Former Minneapolis police officer Derek Chauvin was convicted Tuesday on all three counts that were filed against him in the death of George Floyd last May.
The jury deliberated for less than a day in making their decision to find him guilty of second-degree unintentional murder, third-degree murder and second-degree manslaughter.
As of late Tuesday afternoon, there was calm and peace in the Twin Cities of Minneapolis and St. Paul, which had been on edge waiting for the jury’s verdict.
Schools and sports activities were cancelled, and businesses throughout downtown Minneapolis and the Uptown area of Minneapolis were shut down and completely boarded up, in anticipation of the riots that would have certainly followed if there was not a guilty verdict.
Floyd’s family attorney released a prepared statement that said “Painfully earned justice has arrived for George Floyd’s family and the community here in Minneapolis, but today’s verdict goes far beyond this city and has significant implications for the country and even the world. Justice for Black America is justice for all of America.”

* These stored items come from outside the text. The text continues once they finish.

PR #186, opened 2022-08-17
chore(): configuration for hiding the safe ad logo for KSF ads

thomas-james-1986:
This PR hides the safe ad logo for KSF Ads and fixes a crashing issue with the chucker library for API 31 and above in the common `build.gradle`.

I had to make some changes to `VideoActivity` since the `currentAdResponse` is not retrieved from the `AdStore` until `play`. The changes are similar to how the `WebView` is added in `BannerView` without the removal since the `VideoActivity` replaces the `IVideoPlayerControllerView` itself and it's destroyed on close. I've also matched the safe ad logo padding to the `BannerView` padding but we may want to tweak the padding / positioning for both for styling reasons.


gunhansancar (approved):
👍

PR #189, opened 2022-08-22
Fix/aag 2263 get version from properties

thomas-james-1986:
This PR adds support for loading the `version.properties` file to `SdkInfo`. Whilst adding this I noticed that the `overridePlatform` String isn't used, do we need to make sure this class can output the same SDK version string as `SAVersion.getSDKVersion()` ?

### DIFF
--- a/superawesome-common/src/main/java/tv/superawesome/sdk/publisher/common/components/SdkInfo.kt
+++ b/superawesome-common/src/main/java/tv/superawesome/sdk/publisher/common/components/SdkInfo.kt
@@ -17,7 +17,12 @@ class SdkInfo(
     private val encoder: EncoderType,
     locale: Locale
 ) : SdkInfoType {
-    private object VersionInfo {
+    private object Keys {
+        const val Unknown = "unknown"
+        const val Platform = "android"
+        const val VersionFile = "version.properties"
+        const val VersionName = "version.name"
+
         val storedVersion = loadVersion()
 
         /**
@@ -34,8 +39,8 @@ class SdkInfo(
     }
 
     override val version: String
-        get() = overrideVersion ?: "${Platform}_${VersionInfo.storedVersion}"
-    override val bundle: String = context.packageName ?: Unknown
+        get() = overrideVersion ?: "${Keys.Platform}_${Keys.storedVersion}"
+    override val bundle: String = context.packageName ?: Keys.Unknown
     override val name: String by lazy { findAppName() }
     override val lang: String = locale.toString()
 
@@ -43,7 +48,7 @@ class SdkInfo(
         val label = context.packageManager.getApplicationLabel(context.applicationInfo).toString()
         encoder.encodeUri(label)
     } catch (exception: PackageManager.NameNotFoundException) {
-        Unknown
+        Keys.Unknown
     }
 
     companion object {
@@ -51,8 +56,3 @@ class SdkInfo(
         var overridePlatform: String? = null
     }
 }
-
-const val Unknown = "unknown"
-const val Platform = "android"
-const val VersionFile = "version.properties"
-const val VersionName = "version.name"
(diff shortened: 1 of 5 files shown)


superawesome-common/src/main/java/tv/superawesome/sdk/publisher/common/components/SdkInfo.kt
```diff
@@ -14,16 +15,33 @@ interface SdkInfoType {
...
         const val unknown = "unknown"
         const val platform = "android"
+        val storedVersion = loadVersion()
+
+        /**
+         * Method to load the current version from version.properties.
+         *
+         * @return the stored string representing the current version
+         */
+
```
gunhansancar, line 30: Formatting: extra line here can be removed

superawesome-common/src/main/java/tv/superawesome/sdk/publisher/common/components/SdkInfo.kt
```diff
@@ -14,16 +15,33 @@ interface SdkInfoType {
...
+        fun loadVersion(): String {
```
gunhansancar, line 31: Could be this way
```
    private const val VersionFile = "version.properties"
    private const val VersionName = "version.name"

    fun loadVersion(): String {
        val inputStream = javaClass.classLoader?.getResourceAsStream(VersionFile) ?: return ""
        val properties = Properties()
        properties.load(inputStream)
        return properties.getProperty(VersionName)
    }
```

Constant could go to the bottom of the file

superawesome-common/src/test/java/tv/superawesome/sdk/publisher/common/components/SdkInfoTest.kt
```diff
@@ -26,7 +26,7 @@ class SdkInfoTest : BaseTest() {
         }
         val encoderType = Encoder()
 
-        val sdkInfo = SdkInfo(context, encoderType, locale, "1.2.3")
+        val sdkInfo = SdkInfo(context, encoderType, locale)
```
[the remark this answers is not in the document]
thomas-james-1986: The assert on line 35 tests it although I didn't change the line, it's loading the 1.2.3 from the version.properties file resource

superawesome-common/src/main/java/tv/superawesome/sdk/publisher/common/components/SdkInfo.kt
thomas-james-1986: Yes that's cleaner. Do you mean move the constants out of the `object`?

gunhansancar: Better to not use companion object for the constants which creates extra getters/setters when compiled. And the access will be the same anyway. So we can prefer to move them to the bottom of the file out of object. What do you think?

superawesome-common/src/test/java/tv/superawesome/sdk/publisher/common/components/SdkInfoTest.kt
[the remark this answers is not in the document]
gunhansancar: Perfect

superawesome-common/src/main/java/tv/superawesome/sdk/publisher/common/components/SdkInfo.kt
thomas-james-1986: Sure sounds good. FYI I kept the `?:` after `getProperty` as it can return `null` if the key doesn't exist

gunhansancar (approved):

superawesome-common/src/main/java/tv/superawesome/sdk/publisher/common/components/SdkInfo.kt
thomas-james-1986: Actually I think these constants are ok IMHO, they're on an `object` as opposed to a companion object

The jurors had to decide between the claims the prosecution made that excessive force was used by Chauvin, or the defense’s version of the events that Chauvin was following his training when he arrested Floyd, who was unruly at the time, and died of cardiac arrest from drugs in his system.
What’s next for Chauvin? Second-degree unintentional murder is punishable by up to 40 years in prison. The third-degree conviction can get another 25 years, but in Minnesota, sentencing guidelines will make him only have to serve identical presumptive sentences of up to 12.5 years.
Chauvin will face the maximum penalty for the most severe charge, The judge have to decide if there are aggravating factors, including that the death occurred in front of a child. The guidelines also look at such things as whether he has a prior record, which he doesn’t.